11. The method of claim 1, wherein the training a target early warning model from the target early warning type sample data comprises:

fixing an initialization weight parameter of the early warning coding model in the target early warning model;

inputting the target early warning type sample data into the target early warning model for training to obtain weight parameters to be updated, which are matched with the early warning probability model;

and updating the weight parameters of the early warning probability model according to the weight parameters to be updated.

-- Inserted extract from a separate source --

PR #1764, opened 2018-04-24
Don't hang forever when the React tests fail to start

tgoyne:
This doesn't actually fix the tests not working, but does at least make it so that it doesn't sit there with simctl using 100% CPU until someone manually kills the job.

12. An early warning method, comprising:

acquiring early warning type data to be detected;

the target early warning model is obtained through training by the early warning model training method according to any one of claims 1-11.

13. An early warning model training device, comprising:

14. The apparatus of claim 13, wherein the early warning coding model training module is further to:

15. The apparatus of claim 14, wherein the early warning coding model training module is further to:

16. The apparatus of claim 14, wherein the pre-training pre-warning type sample data comprises road scene type sample data; the early warning coding model training module is also used for:

17. The apparatus of claim 16, wherein the early warning coding model training module is further to:

18. The apparatus of claim 17, wherein the early warning coding model training module is further to:

19. The apparatus of claim 16, wherein the early warning coding model training module is further to:

20. The apparatus of claim 13, wherein the early warning coding model comprises a historical coding module, a multi-layer perceptron module, a first interactive information modeling module, and a second interactive information modeling module; the early warning coding model training module is also used for:

21. The apparatus of claim 20, wherein the pre-training pre-warning type sample data comprises road scene type sample data; the first pre-training early-warning type sample data comprises obstacle association data; the second pre-training early-warning type sample data comprises main vehicle associated data; the third pre-training early warning type sample data includes map information data.

22. The apparatus of claim 13, wherein the target early warning type sample data comprises automated driving vehicle risk scenario sample data; the second sample data acquisition module is further configured to:

23. The apparatus of claim 13, wherein the target early warning model training module is to:

24. An early warning device comprising:

The target early warning model is obtained through training by the early warning model training device according to any one of claims 13-23.

25. An electronic device, comprising:

at least one processor; and

a memory communicatively coupled to the at least one processor; wherein,

the memory stores instructions executable by the at least one processor to enable the at least one processor to perform the pre-warning model training method of any one of claims 1-11 or the pre-warning method of claim 12.

26. A non-transitory computer readable storage medium storing computer instructions for causing a computer to perform the early warning model training method of any one of claims 1-11 or the early warning method of claim 12.

27. A computer program product comprising computer program/instructions which, when executed by a processor, implement the pre-warning model training method of any one of claims 1 to 11 or the pre-warning method of claim 12.

28. An autonomous vehicle comprising a body, further comprising the electronic device of claim 25; the electronic device is configured to perform the pre-warning method of claim 12.